L’écran et son double

C’est ici que l’écran de nos smartphone renoue avec son étymologie. Conçu comme un objet exclusif, donc mobile, donc miniaturisé, l’écran focalise l’attention de son utilisateur sur une minuscule portion du réel. Support d’applications pensées comme une addiction, il monopolise l’attention sur l’univers merveilleux et coloré qui s’offre à travers sa surface. Plus rien ne compte alors que ce rectangle que nos doigts caressent, et tout le monde autour est subitement occulté. C’est cette disparition qu’a saisi Eric Pickersgill dans ses images, dont l’absurdité offre une description effrayante.

Eric Pikersgill, Removed

Le jeu d’inversion et de retournement d’Eric Pickersgill est riche d’interprétations : car ce qui est véritablement enlevé, dans Removed, ce n’est pas l’écran, dont il reste la trace (le signe) omniprésente dans le regard hypnotisé des sujets photographiés, mais avant tout le monde, l’autre, ce réel totalement effacé de la conscience de sujets fascinés par le vide d’un ailleurs.

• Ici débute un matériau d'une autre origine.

PR #3814, opened 2025-02-13
Fix card layout editor crash when editing while reviewing 

### LINKED ISSUE #3808: Wrong card number when opening template editor
I am testing on Anki 25.02 for Windows. Also experienced the behavior on previous versions.

Steps to reproduce:

1. Load a card in the Reviewer.
2. Open the Editor (press `E` or click `Edit`).
3. Without closing the Editor, return to the Reviewer.
4. Continue reviewing cards.
5. Bring up the Editor again → it correctly updates to show the new card.
5. Open the Card Layout Editor (`Ctrl+L` or `Cards...`).

→ Expected behavior: the Template Editor should load the card type corresponding to the card you "re-opened" the Editor for (e.g., card type 2).
→ Actual Behavior: the Template Editor instead loads the card type corresponding to the first card the Editor was opened for (e.g., card type 4). If the current note type doesn't have that card type number, the Template Editor throws an error and refuses to open.

```
  File "aqt.webview", line 667, in handler
  File "aqt.editor", line 647, in <lambda>
  File "aqt.editor", line 381, in _onCardLayout
  File "aqt.clayout", line 91, in __init__
  File "aqt.clayout", line 104, in redraw_everything
  File "aqt.clayout", line 111, in update_current_ordinal_and_redraw
  File "aqt.clayout", line 486, in fill_fields_from_template
  File "aqt.clayout", line 483, in current_template
IndexError: list index out of range

```

iamllama:
Closes #3808

When reviewing, the editor's card and note are set on initial-open, but on reopen, only the note is set. This causes the old (initial) card's ord to be used when opening the card layout editor, which can at best cause the wrong card to be selected and shown, and at worse, throw if the current note doesn't have that many cards/templates

The fix proposed is to set the editor's card when reopening

### DIFF
--- a/qt/aqt/editcurrent.py
+++ b/qt/aqt/editcurrent.py
@@ -67,6 +67,7 @@ class EditCurrent(QMainWindow):
 
     def reopen(self, mw: aqt.AnkiQt) -> None:
         if card := self.mw.reviewer.card:
+            self.editor.card = card
             self.editor.set_note(card.note())
 
     def closeEvent(self, evt: QCloseEvent | None) -> None:


dae:
Thanks for digging into this!

PR #3815, opened 2025-02-13
Feat/support load balance and easy days in rescheduling

L-M-Sherlock:
It supports load balance and easy days natively in rescheduling. For the sake of performance, I didn't reuse the `LoadBalancer` and `LoadBalancerContext`.

Preview:

25.02:

image

The PR:

image

The PR with easy days:

imageimage


jakeprobst:
> For the sake of performance, I didn't reuse the `LoadBalancer` and `LoadBalancerContext`.
this feels like a setup for future sadness, how bad was the perf hit that made this the preferable choice?

L-M-Sherlock:
> this feels like a setup for future sadness, how bad was the perf hit that made this the preferable choice?

This function is I/O bound:

https://github.com/ankitects/anki/blob/038d85b1d9e1896e93a3e4a26f600c79ddc33611/rslib/src/scheduler/states/load_balancer.rs#L120-L128

For rescheduling, the `today` is the last review date, so I have to re-create load balancer for each card. It's very slow. It would take 1 minute to reschedule thousands of cards.

dae:
For future maintenance, we definitely want as much code shared between the paths as possible - whether that's by reusing old code and doing things like mutating an existing context for each card instead of creating a new one, or by introducing this new code and having the old code use it.

YukiNagat0:
Does this change respect the `mw.col.load_balancer_enabled` option?

L-M-Sherlock:
> Does this change respect the `mw.col.load_balancer_enabled` option?

It does now.

> For future maintenance, we definitely want as much code shared between the paths as possible - whether that's by reusing old code and doing things like mutating an existing context for each card instead of creating a new one (which may not be practical here), or by introducing this new code and having the old code use it.

I'm reusing some code snippet now.

L-M-Sherlock:
In the latest commit, if the user changes the easy days setting and enable "reschedule cards on change", the rescheduling will be executed without modifying the desired retention or FSRS parameters.

dae:
Thanks Jarrett, this should make a lot of people happy. As this is largely based on @jakeprobst's code, I'll defer to him on the final approval, but no issues from my end.

One thought: it won't be obvious to users that reschedule on change affects easy days as it's in a different section. One optional improvement would be to display a yellow warning when easy days are changed and reschedule is off - something like:

"Existing reviews will not be rescheduled unless '{ deck-config-reschedule-cards-on-change }' is enabled in the FSRS options."

jakeprobst:
looks good to me!

L-M-Sherlock:
In the 51f43f5, I added this warning:

image

It works well with previous warning, too.

image

user1823:
> Existing reviews will not be rescheduled unless 'Reschedule cards on change' is enabled in the FSRS options.

What if the user doesn't have FSRS enabled? IMO, this warning should be hidden in that case.

user1823:
Also somewhat related:
Currently, the FSRS helper add-on has its own implementation of load balancer and easy days. Does it make sense to expose the Rust code to add-ons so that the Helper add-on could use it directly instead of re-implementing it in Python?

jakeprobst:
>  Currently, the FSRS helper add-on has its own implementation of load balancer and easy days. Does it make sense to expose the Rust code to add-ons so that the Helper add-on could use it directly instead of re-implementing it in Python?

My initial thought is this is probably really difficult to do, unfortunately

dae:
> What if the user doesn't have FSRS enabled? IMO, this warning should be hidden in that case.

I thought about it, but hiding it gives the user no clue that it's not retroactive in the SM2 case.

dae:
Thanks everyone!

dae:
Sorry, I try to remove my attribution when making such trivial changes, but I forgot again. :-(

« This phantom limb is used as a way of signaling busyness and unapproachability to strangers while existing as an addictive force that promotes the splitting of attention between those who are physically with you and those who are not. »

Eric Pickersgill

Et cette obscurité immense semble être précisément ce qui nous attire et nous maintient dans la lumière rassurante de nos écrans. Car de l’autre côté de leurs miroirs déformants, le monde qui s’offre est doux et toujours à notre service. L’écran permet de constituer un double du réel derrière lequel s’abriter pour construire une image de soi maîtrisée et agréable, et surtout pour échapper aux émotions que la spontanéité de l’échange réel ne peut s’empêcher de générer, et qui font la saveur de la subjectivité.

C’est cette étrange relation au monde et aux autres qu’étudie Sherry Turkle dans Alone Together. Elle observe les effets délétères de la connexion permanente sur notre concentration, notre conscience et notre empathie.

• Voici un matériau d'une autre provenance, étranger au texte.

PR #3816, opened 2025-02-13
x86_64-unknown-linux-gnu has issues with 1.84.0 toolchain for some reason

jakeprobst:
There might be some issues with 1.84.0 on linux systems? Attempting to do anything with cargo leads to `error: Missing manifest in toolchain '1.84.0-x86_64-unknown-linux-gnu'`

bumping to 1.84.1 appears to have fixed the issue. I believe that since it is a minor version bump that this should not cause any sort of issues?

### DIFF
--- a/rust-toolchain.toml
+++ b/rust-toolchain.toml
@@ -1,3 +1,3 @@
 [toolchain]
 # older versions may fail to compile; newer versions may fail the clippy tests
-channel = "1.84.0"
+channel = "1.84.1"


dae:
Builds fine on Linux CI and my local Linux machines - seems like some sort of caching issue on your local machine? While 
I appreciate you taking the time to contribute this, without any other reports of people hitting it, I'm not sure it's fair to require others tracking the main branch to download a Rust update to address what is probably a local issue. 1.85 is due out in about 5 days in any case, and I do plan to bump the version then, as it's the first release which includes the new 2024 edition.

PR #3817, opened 2025-02-13
add hook for day rollover

jakeprobst:
I was looking in anki to see how day rollover is managed so I can run code around when it triggers for an addon I am working on and saw that it was trivial to add a hook for it! I get that I can hook the `main_window_did_init` and then duplicate this logic in my addon, but this seems like a nice thing to have a hook for.

The use case for me is for it to be used in conjunction with cases I'd hook `profile_did_open` for, but to also handle cases where I left anki on overnight and would like the logic to still run without having to close and reopen anki.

« It’s the capacity for solitude that allows you to reach out to others and see them as separate and independent. »

Sherry Turkle, Alone Together

L’écran offre une séduisante protection contre toute confrontation indésirable, tout conflit, qu’il permet de régler de manière plus douce, en évitant d’exprimer les émotions qui nous submerge et nous débordent. Le couple, la famille, le groupe d’ami : l’écran s’interpose alors dans nos relations les plus intimes, celles qui fondent notre lien avec nos semblables, et où la culture humaine a toujours célébré son extraordinaire capacité à comprendre les besoins de l’autre, à vibrer au rythme de ses émotions, à apporter le réconfort d’un regard, d’une attention. C’est ce cœur de l’empathie dont Sherry Turkle constate avec tristesse l’effritement progressif, et le remplacement par l’ensemble de transactions standardisées offertes par les écrans.

Eric Pikersgill, Removed

L’écran n’a jamais aussi bien porté son nom que dans les images de la modernité saisies par Eric Pikerskill. Diffusé dans toutes les ramifications de notre culture technologique, il s’est fixé au plus proche de notre conscience, qu’il fascine et obnubile. Dans son ombre s’étend une immense tache aveugle, qui noie dans une nuit inarticulable tout ce qui déborde ses minuscules limites numériques. L’univers, les autres, les racines de notre empathie et de notre subjectivité disparaissent. Écrantés.

« Now she walks through her sunken dream
To the seat with the clearest view
And she’s hooked to the silver screen ».